Lost of other bands and artists I listened to when I used to listen to PF, still hold up very well, so, it's not an age related thing.


----------



## NoCoPilot (Nov 9, 2020)

I've seen several Gilmour concerts on DVD and he's a master of understatement. He doesn't play a million notes per minute, but he gets an almost human singing quality out of his guitar. He doesn't present himself as a big flashy rock star. He seems like a fairly normal guy you could talk to.

That said, yes his solo work is pretty underwhelming. "On An Island," "Rattle That Lock" and "The Endless River" (which I consider a Gilmour solo album) all could have used some serious editing, some variation in the lugubrious tempo and maybe some input from somebody who did still care about selling records.


----------



## justekaia (Jan 2, 2022)

NoCoPilot said:


> I've seen several Gilmour concerts on DVD and he's a master of understatement. He doesn't play a million notes per minute, but he gets an almost human singing quality out of his guitar. He doesn't present himself as a big flashy rock star. He seems like a fairly normal guy you could talk to.
> 
> That said, yes his solo work is pretty underwhelming. "On An Island," "Rattle That Lock" and "The Endless River" (which I consider a Gilmour solo album) all could have used some serious editing, some variation in the lugubrious tempo and maybe some input from somebody who did still care about selling records.
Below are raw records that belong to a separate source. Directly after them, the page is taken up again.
PR #3675, opened 2020-02-19
Update pl.po

adam23450:
Translations continued

### DIFF
--- a/src/assets/i18n/pl.po
+++ b/src/assets/i18n/pl.po
@@ -77,19 +77,19 @@ msgid ""
 msgstr ""
 
 msgid " service has been enabled."
-msgstr "usługa została wyłączona"
+msgstr ""
 
 msgid " should be greater than "
-msgstr " powinno być większe niż "
+msgstr ""
 
 msgid " should be less than "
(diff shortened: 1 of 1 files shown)


src/assets/i18n/pl.po
```diff
@@ -575,70 +575,70 @@ msgid ""
...
 
 msgid "AWS Region"
-msgstr "Region AWS"
+msgstr ""
 
 msgid "About"
 msgstr ""
 
 msgid "Access"
-msgstr "Dostęp"
```
erinix: I notice this PR removes some translations, was that intentional?

adam23450:
It was not intended. It must have happened by mistake

src/assets/i18n/pl.po
adam23450: From what I see everything is as it should be. Unless I look wrong? hmm

erinix: if you look at what it adds in in its place all you see is a "", I think your PR is somehow removing these, perhaps you were working off an older version of this file?

PR #3703, opened 2020-02-26
NAS-105155 / 12.0 / Nas 105155

lola27:


src/app/helptext/system/kmip.ts
```diff
@@ -0,0 +1,42 @@
+import { Validators } from "@angular/forms";
+import { T } from "app/translate-marker";
+
+export const helptext_system_kmip = {
+    fieldset_server: T('KMIP Server'),
+    fieldset_certificate: T('Certifiacte'),
```
Mrt134:
```suggestion
    fieldset_certificate: T('Certificate'),
```

src/app/helptext/system/kmip.ts
```diff
@@ -0,0 +1,42 @@
...
+    },
+
+    manage_sed_disks: {
+        placeholder: T('Manage SED Password'),
+        tooltip: T(''),
+    },
+
+    manage_zfs_keys: {
+        placeholder: T('Manage ZFS Keys'),
+        tooltip: T(''),
```
Mrt134: Use the KMIP server to manage ZFS encrypted dataset keys. The key server stores, applies, and destroys encryption keys whenever an encrypted dataset is created, when an existing key is modified, an encrypted dataset is unlocked, or an encrypted dataset is removed. Unsetting this option leaves all encryption key management with the local system.

src/app/helptext/system/kmip.ts
```diff
@@ -0,0 +1,42 @@
...
+    },
+
+    jobDialog: {
+        title: T('Saving KMIP Config'),
```
sonicaj: I am not sure if this is already being handled, we should be showing the job progress as well because during update if user switched the kmip server, we would be performing a migration from the old KMIP server to the new one and we should show what progress the migration is at.

william-gr:
@erinx @lola27 can we please get mockups done for this and be added to the NEP for it to be approved before we merged this? Thank you

src/app/helptext/system/kmip.ts
lola27: yes, the job dialog able to display the progress and description.

src/app/helptext/system/kmip.ts
```diff
@@ -0,0 +1,62 @@
...
+    },
+
+    syncInfoDialog: {
+        title: T('Sync Keys'),
+        info: T('Synced ZFS/SED keys between KMIP Server and TN database.'),
+    },
+
+    clearSyncKeyInfoDialog: {
+        title: T('Clear Sync Keys'),
```
sonicaj: I think it should be worded more appropriately that keys which are pending sync should be cleared, so something like `Clear Pending Sync Keys` ?

src/app/helptext/system/kmip.ts
```diff
@@ -0,0 +1,62 @@
...
+ leaves all encryption key management with the local system.'),
+    },
+
+    jobDialog: {
+        title: T('Saving KMIP Config'),
+    },
+
+    syncInfoDialog: {
+        title: T('Sync Keys'),
+        info: T('Synced ZFS/SED keys between KMIP Server and TN database.'),
```
sonicaj: `Synced` -> `Sync`

src/app/helptext/system/kmip.ts
```diff
@@ -0,0 +1,62 @@
...
+    },
+
+    clearSyncKeyInfoDialog: {
+        title: T('Clear Sync Keys'),
+        info: T('Cleared all keys which are pending to be synced between KMIP server and TN database.'),
```
sonicaj: `Cleared` -> `Clear`

lola27:
yes. the clear pending sync key button will be shown all the time. but if there is no sync pending, the key will be disabled.

PR #3735, opened 2020-03-04
NAS-105089 / 12.0 / NAS-105089

lola27:


erinix:
works in chrome but I can't seem to get it to work in firefox

PR #3753, opened 2020-03-06
NAS-105253 / 11.3 / Nas 105253

dkmullen:
Adds descriptions for presets on Form Scheduler; hides 'Begin' and 'End' settings on Replication form, Periodic Snapshot Tasks form, unless the chosen setting is Hourly or Custom


erinix:
That's actually a pretty interesting solution, hiding the start and end on the settings where it isn't actually relevant, good job.  Do these labels make sense @freenas/docs-team ?

PR #3769, opened 2020-03-10
NAS-100331 / 12.0 / Rename extend pool to "add vdevs"

erinix:
NAS-100331

### DIFF
--- a/src/app/pages/storage/storage.routing.ts
+++ b/src/app/pages/storage/storage.routing.ts
@@ -75,7 +75,7 @@ export const routes: Routes = [
           },
           {
             path: 'manager/:pk', component: ManagerComponent,
-            data: { title: 'Extend Pool', breadcrumb: 'Extend Pool' }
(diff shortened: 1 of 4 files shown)


erinix:
In this PR I rename the menu item and the breadcrumb text to say "Add Vdevs" (unlike the original ticket which says "Add Vdev", you can technically add more than one to a pool at a time so I thought the pluralization made more sense).  There is still "Extend" and "Extend Pool" on the buttons for submitting and confirming when creating, I wasn't sure if we wanted to change it in those places too.  What do you think @freenas/docs-team ?

Mrt134:
Either way should be ok - Add VDEV on the submit / confirm button is more consistent and specific to what is happening, but Extend Pool seems more descriptive of the general action that is being performed and seems to fit better with that kind of a button. I personally tilt towards consistency and just having "Add VDEV", but that's largely preference.

PR #3781, opened 2020-03-11
i18n: es-ar updated

castillofrancodamian:
Signed-off-by: Franco Castillo <castillofrancodamian@gmail.com>


erinix:
I notice that this PR does some weird things with many of the message ids, but it baffles me because there are no merge conflicts so I don't know how they got changed the way they did, I could go ahead and merge and your changes would go in, you don't appear to be using most of the weird message ids for anything so they would just get changed again when the next extract job runs but it still seems weird.  What editor did you use for this?

castillofrancodamian:
Poedit. Debe ser por este editor. Sólo hice modificaciones en las cadenas traducibles. Es mi primera contribución al proyecto.

castillofrancodamian:
Poedit. It must be by this publisher. I only made modifications to the translatable strings. It is my first contribution to the project.

erinix:
Yea it looks like the ones that got changed were the longer things like tooltip descriptions, not sure if they would work in the new form or not

castillofrancodamian:
And how could I test this translation in FreeNAS?

erinix:
other than waiting for it to hit a nightly the only other way is to setup the dev environment like the readme.  I'll manually test it before I push it in just to see if it still works ok

castillofrancodamian:
Would I need to compile? How often are the nightly versions updated? It is my first approach to this project and I do not know how they are handled.

erinix:
there should be a new nightly tomorrow you'll see these in, if you want to compile locally you'll need to install yarn and node and then setup yarn so you can compile locally, there's a readme at the base of https://github.com/freenas/webui that explains how to set this up

castillofrancodamian:
Thanks i prefer to wait 😁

I am probably one of the long-time and greatest fan of David Gilmour and agree with you that his solo efforts are not worth the trouble. Without the original members of PF Gilmour is lost in terms of composition. But then we must pay tribute for him to have persisted with the group after Waters' departure. They did well although they missed the genius of one of their key members. Gilmour is such an outstanding soloist.The one who is to blame is Roger, although i also deeply admire him. It was a battle of egos like very often in rock history. Roger should have put the interest of the group first. That is the way i feel a group should function. Roger and David were the ideal combination, Like John and Paul, Bono and the Edge, etc.. 
Peter Gabriel who in my eyes is the greatest with Robert Fripp (King Crimson) were able to be brilliant after they left their group.


----------



## Luchesi (Mar 15, 2013)

Simon Moon said:


> I used to be such a huge PF and Gilmour fan, but I never thought his solo albums were any where near the quality of PF.
> 
> Now, both, PF and Gilmour, bore me to tears.
> 
> ...


You can still remember why you were a PF fan?, but it's boring now.. Is there a word or concept for this? We should coin a phrase for it.
I agree it's not always age related. 
I never listened much to PF back when they were trailblazing. What if I started today? What would be my reaction, I wonder. Nostalgia, kid's stuff, unnecessarily loud, old hat today? ...or clever complexities for novel mental experiences? 
With 70s rock I usually conclude that they could be so repetitive in their songs because the technology was so new back then. They sold a lot of recordings, so people were intrigued.


----------



## NoCoPilot (Nov 9, 2020)

Luchesi said:


> You can still remember why you were a PF fan?, but it's boring now.. Is there a word or concept for this? We should coin a phrase for it.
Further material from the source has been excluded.